WHAT TO DO:
Only the lines of the data below from the one with "merchants to the loan offer page" through the one with "user or guest" are wanted. Repeat them exactly.

Items listed in a dataset:
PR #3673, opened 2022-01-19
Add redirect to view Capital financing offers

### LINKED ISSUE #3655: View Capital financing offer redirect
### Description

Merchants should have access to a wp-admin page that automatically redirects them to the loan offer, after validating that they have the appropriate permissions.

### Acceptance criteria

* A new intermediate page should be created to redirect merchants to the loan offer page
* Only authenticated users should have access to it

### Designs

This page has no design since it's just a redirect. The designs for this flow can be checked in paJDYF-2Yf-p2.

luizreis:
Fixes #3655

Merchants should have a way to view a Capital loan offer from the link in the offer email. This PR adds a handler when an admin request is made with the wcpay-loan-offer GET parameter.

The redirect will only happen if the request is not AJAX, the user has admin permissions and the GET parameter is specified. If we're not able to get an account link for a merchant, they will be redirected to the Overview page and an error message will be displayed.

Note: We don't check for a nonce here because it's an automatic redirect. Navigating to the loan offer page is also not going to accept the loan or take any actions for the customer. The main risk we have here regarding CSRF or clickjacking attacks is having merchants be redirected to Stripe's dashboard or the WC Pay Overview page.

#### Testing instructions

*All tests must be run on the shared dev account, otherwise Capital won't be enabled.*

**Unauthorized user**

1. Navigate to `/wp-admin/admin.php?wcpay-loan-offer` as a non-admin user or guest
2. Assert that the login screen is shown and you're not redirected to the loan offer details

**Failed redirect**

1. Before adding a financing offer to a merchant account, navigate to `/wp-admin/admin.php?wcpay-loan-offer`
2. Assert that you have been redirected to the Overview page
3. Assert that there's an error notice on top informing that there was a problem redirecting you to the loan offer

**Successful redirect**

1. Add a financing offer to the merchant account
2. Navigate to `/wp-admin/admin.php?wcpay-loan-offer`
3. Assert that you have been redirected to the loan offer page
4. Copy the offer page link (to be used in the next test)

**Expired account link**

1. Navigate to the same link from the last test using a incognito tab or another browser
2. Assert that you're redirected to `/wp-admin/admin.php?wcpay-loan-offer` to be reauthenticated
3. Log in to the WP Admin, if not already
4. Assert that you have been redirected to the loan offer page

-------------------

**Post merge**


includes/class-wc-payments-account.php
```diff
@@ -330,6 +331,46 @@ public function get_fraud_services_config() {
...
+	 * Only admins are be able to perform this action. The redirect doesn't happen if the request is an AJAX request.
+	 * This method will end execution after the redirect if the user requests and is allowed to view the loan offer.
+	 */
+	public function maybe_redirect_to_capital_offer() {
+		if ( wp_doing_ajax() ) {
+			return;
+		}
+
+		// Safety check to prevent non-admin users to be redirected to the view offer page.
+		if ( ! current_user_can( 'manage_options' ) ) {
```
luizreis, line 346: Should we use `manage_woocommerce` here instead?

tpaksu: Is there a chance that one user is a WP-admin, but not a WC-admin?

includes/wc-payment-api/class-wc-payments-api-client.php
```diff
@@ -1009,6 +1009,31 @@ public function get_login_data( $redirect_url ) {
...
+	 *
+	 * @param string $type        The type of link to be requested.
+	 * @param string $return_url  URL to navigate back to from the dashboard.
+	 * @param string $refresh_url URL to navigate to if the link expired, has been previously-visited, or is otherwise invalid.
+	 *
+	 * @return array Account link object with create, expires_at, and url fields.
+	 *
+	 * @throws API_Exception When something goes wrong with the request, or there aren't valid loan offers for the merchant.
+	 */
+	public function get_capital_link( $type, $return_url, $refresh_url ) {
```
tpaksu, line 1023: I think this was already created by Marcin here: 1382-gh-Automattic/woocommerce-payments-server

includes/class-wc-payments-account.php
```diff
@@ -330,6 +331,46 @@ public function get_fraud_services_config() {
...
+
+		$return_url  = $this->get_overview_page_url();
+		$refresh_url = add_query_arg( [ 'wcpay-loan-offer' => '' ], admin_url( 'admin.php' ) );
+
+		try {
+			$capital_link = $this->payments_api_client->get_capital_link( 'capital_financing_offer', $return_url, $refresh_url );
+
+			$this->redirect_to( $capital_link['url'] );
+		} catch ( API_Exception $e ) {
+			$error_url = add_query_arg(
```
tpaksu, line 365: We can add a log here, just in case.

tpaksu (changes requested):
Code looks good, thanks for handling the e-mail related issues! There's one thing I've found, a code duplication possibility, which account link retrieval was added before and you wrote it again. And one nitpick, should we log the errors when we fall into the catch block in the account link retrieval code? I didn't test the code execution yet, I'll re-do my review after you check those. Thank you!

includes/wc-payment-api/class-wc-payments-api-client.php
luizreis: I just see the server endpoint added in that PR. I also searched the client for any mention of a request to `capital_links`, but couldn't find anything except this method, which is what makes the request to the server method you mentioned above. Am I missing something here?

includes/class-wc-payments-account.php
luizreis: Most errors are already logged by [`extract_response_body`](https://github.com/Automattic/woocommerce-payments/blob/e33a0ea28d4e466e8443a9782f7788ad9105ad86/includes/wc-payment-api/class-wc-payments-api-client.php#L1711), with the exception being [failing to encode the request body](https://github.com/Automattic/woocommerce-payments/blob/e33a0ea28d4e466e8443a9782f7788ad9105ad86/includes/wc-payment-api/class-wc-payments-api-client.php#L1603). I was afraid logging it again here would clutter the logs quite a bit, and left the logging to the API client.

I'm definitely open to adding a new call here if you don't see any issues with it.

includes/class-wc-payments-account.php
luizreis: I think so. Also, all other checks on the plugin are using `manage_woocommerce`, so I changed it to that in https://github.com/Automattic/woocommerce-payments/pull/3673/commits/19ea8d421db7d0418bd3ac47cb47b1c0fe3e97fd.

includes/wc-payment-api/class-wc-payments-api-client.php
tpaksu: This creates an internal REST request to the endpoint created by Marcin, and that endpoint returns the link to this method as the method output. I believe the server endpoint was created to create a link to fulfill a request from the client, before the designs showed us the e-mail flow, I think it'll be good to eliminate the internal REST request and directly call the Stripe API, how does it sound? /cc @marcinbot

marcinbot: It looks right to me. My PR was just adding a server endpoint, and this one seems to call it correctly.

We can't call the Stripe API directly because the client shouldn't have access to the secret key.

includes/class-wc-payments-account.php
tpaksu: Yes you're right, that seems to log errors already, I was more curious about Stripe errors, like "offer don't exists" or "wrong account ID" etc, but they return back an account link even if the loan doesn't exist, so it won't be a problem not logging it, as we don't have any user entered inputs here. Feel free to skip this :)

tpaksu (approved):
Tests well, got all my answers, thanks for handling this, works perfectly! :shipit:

RESPONSE BELOW:
* A new intermediate page should be created to redirect merchants to the loan offer page
* Only authenticated users should have access to it

### Designs

This page has no design since it's just a redirect. The designs for this flow can be checked in paJDYF-2Yf-p2.

luizreis:
Fixes #3655

Merchants should have a way to view a Capital loan offer from the link in the offer email. This PR adds a handler when an admin request is made with the wcpay-loan-offer GET parameter.

The redirect will only happen if the request is not AJAX, the user has admin permissions and the GET parameter is specified. If we're not able to get an account link for a merchant, they will be redirected to the Overview page and an error message will be displayed.

Note: We don't check for a nonce here because it's an automatic redirect. Navigating to the loan offer page is also not going to accept the loan or take any actions for the customer. The main risk we have here regarding CSRF or clickjacking attacks is having merchants be redirected to Stripe's dashboard or the WC Pay Overview page.

#### Testing instructions

*All tests must be run on the shared dev account, otherwise Capital won't be enabled.*

**Unauthorized user**

1. Navigate to `/wp-admin/admin.php?wcpay-loan-offer` as a non-admin user or guest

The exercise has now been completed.